В его глазах вспыхнуло неодобрение, вероятно, потому что в его кабинете я съела лишь половину тарелки.
– И часто ты моришь себя голодом?
Я нахмурилась.
– Нет. Просто иногда забываю поесть.
– Чего тебе хочется?
На самом деле мне было все равно. Но на ум пришло кое-что.
– Картофель фри.
Он улыбнулся.
– Такая американка.
Через пять минут я держала в руках горячую коробку, полную картошки фри. Я с удовольствием поглощала божественно вкусные соленые кусочки. Он смотрел, как я ем, уделяя мне больше внимания, чем опере, которую мы только что смотрели, и это заставляло мое сердце гореть огнем в груди.
Я предложила ему картошку, что его разозлило.
– Перестань раздавать вещи, которые я тебе покупаю.
Чтобы скрыть легкую улыбку, я разломила картошку пополам. Его взгляд опустился на мои губы, и тепло разлилось по телу, когда я слизнула с них соль. Радужки Ронана, когда он отвел взгляд, были черными.
Остаток короткой поездки мы провели в молчании. Его рука лежала на бедре, и никогда в жизни я не ощущала так остро мужские руки. Держу пари, они бы касались женщины твердо, уверенно… может быть, даже немного грубо. При этой мысли мое бедро сквозь разрез платья завибрировало, словно наэлектризованное. Мурашки побежали по телу там, где моя нога касалась его, и прищурившийся Ронан заметил это прикосновение, принявшись татуированным пальцем постукивать по ноге.
Будто банка газировки лопнула и зашипела в машине.
Мне стало жарко, когда я представила, как он скользит по моей обнаженной коже и проникает под платье.
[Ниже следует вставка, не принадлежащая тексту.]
PR #538, opened 2016-06-08
Fix Mac OS X keyboard layout

### LINKED ISSUE #533: fix keyboard layout handling on OSX

morinted:
Fix #533 

- osxkeyboardlayout is now a class
- Useful main method that debugs the parsed layout
- Favor key combos with less modifiers
- Detect key layouts changing

### DIFF
--- a/plover/misc.py
+++ b/plover/misc.py
@@ -2,8 +2,19 @@
 # See LICENSE.txt for details.
 
 
-def popcount32(v):
-    """Population count for a 32bits integer."""
+def popcount_8(v):
+    """Population count for an 8 bit integer"""
+    assert 0 <= v <= 255
     v -= ((v >> 1) & 0x55555555)
     v = (v & 0x33333333) + ((v >> 2) & 0x33333333)
     return ((v + (v >> 4) & 0xF0F0F0F) * 0x1010101) >> 24
+
+
+def characters(string):
+    """Python 2.7 has narrow Unicode on Mac OS X and Windows"""
+
+    encoded = string.encode('utf-32-be')  # 4 bytes per character
+    for char_start in xrange(0, len(encoded), 4):
+        end = char_start + 4
+        character = encoded[char_start:end].decode('utf-32-be')
+        yield character
--- a/plover/misc.py
+++ b/plover/misc.py
@@ -1,0 +1,9 @@
+# Copyright (c) 2016 Open Steno Project
+# See LICENSE.txt for details.
+
+
+def popcount32(v):
+    """Population count for a 32bits integer."""
+    v -= ((v >> 1) & 0x55555555)
+    v = (v & 0x33333333) + ((v >> 2) & 0x33333333)
+    return ((v + (v >> 4) & 0xF0F0F0F) * 0x1010101) >> 24
--- a/plover/oslayer/osxkeyboardcontrol.py
+++ b/plover/oslayer/osxkeyboardcontrol.py
@@ -41,8 +41,7 @@ import Foundation
 import threading
 import Queue
 from time import sleep
-import collections
-
+from plover.misc import characters
 from plover.oslayer.osxkeyboardlayout import KeyboardLayout
 from plover.key_combo import add_modifiers_aliases, parse_key_combo, KEYNAME_TO_CHAR
 import plover.log
@@ -292,18 +291,6 @@ class KeyboardCapture(threading.Thread):
             key, is_keyup = pair
             handler = self.key_up if is_keyup else self.key_down
             handler(key)
-
-
-# "Narrow python" unicode objects store characters in UTF-16 so we
-# can't iterate over characters in the standard way. This workaround
-# lets us iterate over full characters in the string.
-def characters(s):
-    encoded = s.encode('utf-32-be')
-    for i in xrange(len(encoded) / 4):
-        start = i * 4
-        end = start + 4
-        character = encoded[start:end].decode('utf-32-be')
-        yield character
 
 
 class KeyboardEmulation(object):
--- a/plover/oslayer/osxkeyboardcontrol.py
+++ b/plover/oslayer/osxkeyboardcontrol.py
@@ -96,6 +96,13 @@ for name, code in NX_KEYS.iteritems():
     KEYNAME_TO_KEYCODE[name.lower()] = code + NX_KEY_OFFSET
 add_modifiers_aliases(KEYNAME_TO_KEYCODE)
 
+DEADKEY_SYMBOLS = {
+    'dead_acute': '´',
+    'dead_circumflex': '^',
+    'dead_diaeresis': '¨',
+    'dead_grave': '`',
+    'dead_tilde': '~',
+}
 
 def down(seq):
     return [(x, True) for x in seq]
@@ -289,7 +296,7 @@ class KeyboardCapture(threading.Thread):
 
 # "Narrow python" unicode objects store characters in UTF-16 so we
 # can't iterate over characters in the standard way. This workaround
-# let's us iterate over full characters in the string.
+# lets us iterate over full characters in the string.
 def characters(s):
     encoded = s.encode('utf-32-be')
     for i in xrange(len(encoded) / 4):
@@ -404,11 +411,19 @@ class KeyboardEmulation(object):
 
         """
         def name_to_code(name):
+            # Static key codes
             code = KEYNAME_TO_KEYCODE.get(name)
             if code is not None:
-                return code
-            char = KEYNAME_TO_CHAR.get(name, name)
-            code, mods = self._layout.char_to_key_sequence(char)[0]
+                pass
+            # Dead keys
+            elif name.startswith('dead_'):
+                code, mod = self._layout.deadkey_symbol_to_key_sequence(
+                    DEADKEY_SYMBOLS.get(name)
+                )[0]
+            # Normal keys
+            else:
+                char = KEYNAME_TO_CHAR.get(name, name)
+                code, mods = self._layout.char_to_key_sequence(char)[0]
             return code
         # Parse and validate combo.
         key_events = parse_key_combo(combo_string, name_to_code)
--- a/plover/oslayer/osxkeyboardcontrol.py
+++ b/plover/oslayer/osxkeyboardcontrol.py
@@ -43,7 +43,7 @@ import Queue
 from time import sleep
 import collections
 
-from plover.oslayer import mac_keycode
+from plover.oslayer.osxkeyboardlayout import KeyboardLayout
 from plover.key_combo import add_modifiers_aliases, parse_key_combo, KEYNAME_TO_CHAR
 import plover.log
 
@@ -77,7 +77,7 @@ KEYNAME_TO_KEYCODE = {
     'caps_lock': 57,
 
     'return': 36, 'tab': 48, 'backspace': BACK_SPACE, 'delete': 117,
-    'escape': 53,
+    'escape': 53, 'clear': 71,
 
     'up': 126, 'down': 125, 'left': 123, 'right': 124, 'page_up': 116,
     'page_down': 121, 'home': 115, 'end': 119,
@@ -304,7 +304,7 @@ class KeyboardEmulation(object):
     RAW_PRESS, STRING_PRESS = range(2)
 
     def __init__(self):
-        pass
+        self._layout = KeyboardLayout()
 
     @staticmethod
     def send_backspaces(number_of_backspaces):
@@ -351,7 +351,7 @@ class KeyboardEmulation(object):
 
         last_modifier = None
         for c in characters(s):
-            for keycode, modifier in mac_keycode.KeyCodeForChar(c):
+            for keycode, modifier in self._layout.char_to_key_sequence(c):
                 if keycode is not None:
                     if modifier is not last_modifier:
                         # Flush on modifier change.
@@ -408,7 +408,7 @@ class KeyboardEmulation(object):
             if code is not None:
                 return code
             char = KEYNAME_TO_CHAR.get(name, name)
-            code, mods = mac_keycode.KeyCodeForChar(char)[0]
+            code, mods = self._layout.char_to_key_sequence(char)[0]
             return code
         # Parse and validate combo.
         key_events = parse_key_combo(combo_string, name_to_code)
--- a/test/test_misc.py
+++ b/test/test_misc.py
@@ -1,0 +1,26 @@
+# -*- coding: utf-8 -*-
+# Copyright (c) 2016 Open Steno Project
+# See LICENSE.txt for details.
+
+"""Tests for misc.py."""
+
+import unittest
+
+import plover.misc as misc
+
+
+class MiscTestCase(unittest.TestCase):
+    def test_popcount_8(self):
+        for n in range(256):
+            self.assertEqual(misc.popcount_8(n),
+                             format(n, 'b').count('1'))
+        with self.assertRaises(AssertionError):
+            misc.popcount_8(256)
+        with self.assertRaises(AssertionError):
+            misc.popcount_8(-1)
+
+    def test_characters(self):
+        self.assertEqual(list(misc.characters('STKPWHR')),
+                         ['S', 'T', 'K', 'P', 'W', 'H', 'R'])
+        self.assertEqual(list(misc.characters('')), [])
+        self.assertEqual(list(misc.characters(u'✂⌨')), [u'✂', u'⌨'])
--- a/plover/oslayer/osxkeyboardlayout.py
+++ b/plover/oslayer/osxkeyboardlayout.py
@@ -9,6 +9,8 @@ import ctypes
 import ctypes.util
 import struct
 import unicodedata
+import re
+from plover.key_combo import CHAR_TO_KEYNAME
 
 try:
     unichr
@@ -22,7 +24,6 @@ CONTROL = u'⌃'
 CAPS = u'⇪'
 UNKNOWN = u'?'
 UNKNOWN_L = u'?_L'
-HEADER = u'KEYCODE | {}   | {}      | {}      | {}      | {}     | {}     | {}     | {}'.format('None', SHIFT, CAPS, OPTION, COMMAND + OPTION, SHIFT + OPTION, CAPS + OPTION, CONTROL).expandtabs(9)
 
 carbon_path = ctypes.util.find_library('Carbon')
 carbon = ctypes.cdll.LoadLibrary(carbon_path)
@@ -251,38 +252,33 @@ def KeyCodeForChar(character):
             result = result,
         return result
 
+def format_modifier_header():
+    modifiers = (u'| {}\t'.format(modstr(mod)).expandtabs(8)
+                 for mod in sorted(modmapping.values()))
+    header = u'Keycode\t{}'.format(''.join(modifiers))
+    return '%s\n%s' % (header, re.sub(r'[^|]', '-', header))
 
-def print_keycode_keys(keycode):
+def format_keycode_keys(keycode):
     """ Prints all the variations of the Keycode with modifiers """
     keys = (u'| {}\t'.format(printify(revmapping[keycode, mod])).expandtabs(8)
             for mod in sorted(modmapping.values()))
 
-    print(u'{}\t{}'.format(keycode, ' '.join(keys))).expandtabs(8)
+    return u'{}\t{}'.format(keycode, ''.join(keys)).expandtabs(8)
 
 if __name__ == '__main__':
-    import sys
-    for arg in sys.argv[1:]:
-        try:
-            arg = arg.decode(sys.stdin.encoding)
-        except AttributeError:
-            pass
-        try:
-            keycode = int(arg)
-        except ValueError:
-            for ch in arg:
-                result = mapping.get(ch, (None, 0))
-                if result is None or result[0] is None:
-                    print(u"{}: not found".format(printify(ch)))
-                else:
-                    if not isinstance(result[0], tuple):
-                        result = result,
-                    print(u"{}: {}".format(printify(ch),
-                                           ', '.join('{}{}'.format(modstr(mod), keycode)
-                                                     for keycode, mod in result)))
-        else:
-            print_keycode_keys(keycode)
-    if len(sys.argv) < 2:
-        print HEADER
-        print '-' * len(HEADER)
-        for keycode in range(127):
-            print_keycode_keys(keycode)
+    print format_modifier_header()
+    for keycode in range(127):
+        print format_keycode_keys(keycode)
+    unmapped_characters = []
+    for char, keyname in sorted(CHAR_TO_KEYNAME.iteritems()):
+        sequence = []
+        for code, mod in KeyCodeForChar(char):
+            if code is not None:
+                sequence.append(u'{}{}'.format(modstr(mod), printify(revmapping[code, 0])))
+            else:
+                unmapped_characters.append(char)
+        if sequence:
+            print u'Name:\t\t{}\nCharacter:\t{}\nSequence:\t‘{}’\n'.format(keyname, char, u'’, ‘'.join(sequence))
+    print u'No mapping on this layout for characters: ‘{}’'.format(u'’, ‘'.join(unmapped_characters))
+
+
--- a/plover/oslayer/osxkeyboardlayout.py
+++ b/plover/oslayer/osxkeyboardlayout.py
@@ -11,6 +11,7 @@ import struct
 import unicodedata
 import re
 from plover.key_combo import CHAR_TO_KEYNAME
+from plover.misc import popcount32
 
 try:
     unichr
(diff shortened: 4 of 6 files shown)


morinted:
@Achim

Could you try this branch with your setup?

Achim63:
The accented characters work now. There's only one key left that I cannot access as expected: the accent key left of the 1 (the French accent circonflexe). "TR/TKR": "{^}^{^}" produces nothing, "SH/TKR": "{#Shift_L(asciitilde)}" produces "N" instead of the expected "°" (so I just use "{^}°{^}")). Alt+^ should produce "„" and Alt+Shift+^ "“" – the standard German quote signs. I'd prefer not to "hard-code" those signs into my modifier dictionary so that it's not bound to German layout.
Interestingly, "{#Alt_L(asciitilde)}" produces the ~ which waits for another character (Alt+n on qwertz), so I can use it to produce ñ and Ñ. This is rather exciting, since it shows that it's possible to type an accent from the steno machine and then the letter that should get the accent (like Alt+u and then u gives ü, which works now also in steno!). But I couldn't figure out how to get the ´, ` and ^ that wait for the next character typed. Having a stroke for those would make producing accented characters much easier.

morinted:
You could run the test code to get a better idea of what the program is
doing with your edge cases, and also see where the dead keys are on your
layout:

`python -m plover.oslayer.osxkeyboardlayout`

morinted:
Okay, so for the circum symbol, I get:

```
Name:		asciicircum
Character:	^
Sequence:	‘⌘dk ^’
Base codes:	‘10’
```

Which is wrong because of the command. I think I need to favor non-command...

For asciitilde, I have:

```
Name:		asciitilde
Character:	~
Sequence:	‘⌃⌥n’
Base codes:	‘45’
```

which is actually valid to produce a ~. If you want a degree symbol from a keyboard shortcut, use ⌥⇧ü, or `{#option(shift(udiaeresis))}`

Best way to get your quotes is ⌥⇧w for „ and ⌥2 for “

I'll have to study a little bit to see how best to handle dead keys... I may try to never return them by default, and provide a special way to request a deadkey. As for other dead keys...

- option(u) is the dk ¨
- option(n) is the dk ~
- option(shift(6)) is the dk ^
- Right now, I believe `{#acute}` is the acute deadkey, and shift(acute) is the ` deadkey.

To produce just a caret... seems like I need to use Control option shift 6: ^

I think the only thing the script actually did *wrong* was selecting the character that had cmd as a modifier, I should adjust my modifier-favoring code to strongly dislike the command modifier, as it never seems appropriate (and in Qwertz, unlike Qwerty, control is often used).

You can see the dump of the layout here:

https://gist.github.com/morinted/7c2c4ae1a9b3aaf386d72dd1883f110a

The big reason that you are running into deadkeys is because we default to the *base* keycode without modifiers, and on German you have deadkeys in the layout. You just need to work around them.

You keep referring to an asciicircum key... I don't have one on the Macbook, I see some in pictures of old keyboards... do you have a photo? Is it a deadkey? Is it keycode 10? You can use this tool to get keycodes: https://itunes.apple.com/ca/app/key-codes/id414568915?mt=12

I tried your German quotes, the program sends option(asciicircum) and option(2); they seem to work fine over here.

-------

Overall, it all seems to work fine other than ^ not outputting.

morinted:
Fixed it up locally... only problem that I can find is that ` isn't a valid
key on Qwertz... can't find a workaround for that.

Achim63:
`is Shift+´ (on a US keyboard, this would produce +).

morinted:
That's a deadkey for accenting, I see no way to just output the character. Therefore, Plover won't be able to output "`" on a Qwertz layout (because there are entries for ` in the keymap, but they all don't actually work)

The workaround would be `{#shift(acute) space}`

Achim63:
I was wrong, they actually all work now, e.g. "TR/TA": "{#acute}" actually gets the accent and waits for the next stroke. Same for `and ^. I don't know what I did wrong, but it's all good now!

Achim63:
A moment later: my modifier key dictionary is complete for a German Apple keyboard now. So whatever strange keystroke might be defined for a menu item in any app, I should be able to call it from the steno machine. The only key I didn't care about is the fn key (but I think that's special anyway and only works together with the F-keys.).

morinted:
I updated again, just now, I had some success by also selecting deadkeys with fewer modifiers, and the grave accent now works :)

Overall I'm *much* more confident in the code now that it's been reorganized. Amazing how proper variable naming makes a difference in readability. I'll have to resquash but for now this is good.

Achim63:
I tried this, and now it's broken again for me (the "asciitilde" doesn't give the "dead" one that waits for the next stroke). It worked in the previous commit.

morinted:
You should be using `{#option(n)}` for dead asciitilde I believe.

morinted:
The table tells all:


Keycode	|       | ⌘     | ⇧     | ⇧⌘    | ⇪     | ⌥     | ⌥⌘    | ⌥⇧    | ⌥⇧⌘   | ⌥⇪    | ⌃     | ⌃⇧    | ⌃⌥    | ⌃⌥⇧   
--------|-------|-------|-------|-------|-------|-------|-------|-------|-------|-------|-------|-------|-------|-------
0       | a     | a     | A     | a     | A     | å     | å     | Å     | Å     | Å     | Home  | Home  | å     | Å     
1       | s     | s     | S     | s     | S     | ‚     | ‚     | Í     | Í     | ‚     | \x13  | \x13  | ‚     | Í     
2       | d     | d     | D     | d     | D     | ∂     | ∂     | ™     | ™     | ∂     | End   | End   | ∂     | ™     
3       | f     | f     | F     | f     | F     | ƒ     | ƒ     | Ï     | Ï     | ƒ     | \x06  | \x06  | ƒ     | Ï     
4       | h     | h     | H     | h     | H     | ª     | ª     | Ó     | Ó     | ª     | Bksp  | Bksp  | ª     | Ó     
5       | g     | g     | G     | g     | G     | ©     | ©     | Ì     | Ì     | ©     | \x07  | \x07  | ©     | Ì     
6       | y     | y     | Y     | y     | Y     | ¥     | ¥     | ‡     | ‡     | ¥     | \x19  | \x19  | ¥     | ‡     
7       | x     | x     | X     | x     | X     | ≈     | ≈     | Ù     | Ù     | ≈     | \x18  | \x18  | ≈     | Ù     
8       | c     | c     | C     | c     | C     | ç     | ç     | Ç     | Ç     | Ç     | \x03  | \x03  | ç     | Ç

Одна лишь мысль об этом подействовала на меня как наркотик, разлившись по крови горячей беспокойной энергией.
Хотя я знала, что он не прикоснется ко мне. Не к наивной и невинной мне. Я знала, что, если хочу, чтобы он взглянул на меня иначе, придется взять дело в свои руки. Мне пришлось бы действовать прямолинейно, как Лизе.
Зная, что в его кармане лежит записка от нее, предлагающая, скорее всего, что-то сексуальное, и тот факт, что он, вероятно, оставил меня у машины, чтобы встретиться с ней, я почувствовала странную… ревность. Неприятный узел скрутился внутри меня, и этот намек на зеленый свет придал мне храбрости.
Ну, небольшой прилив храбрости.
Когда он провел меня до номера, я занервничала. Руки стали липкими, и я вытерла их о платье.
– Ты так и не сказал, чем занимаешься, – рассеянно сказала я, чтобы отвлечься, потому что храбрость исчезала с каждым шагом к двери. Он что-то ответил, стоя на шаг позади, но я не могла расслышать ни слова. Мое сердце колотилось в горле, кровь прилила к коже, и я сделала это.
Я повернулась и прервала его поцелуем.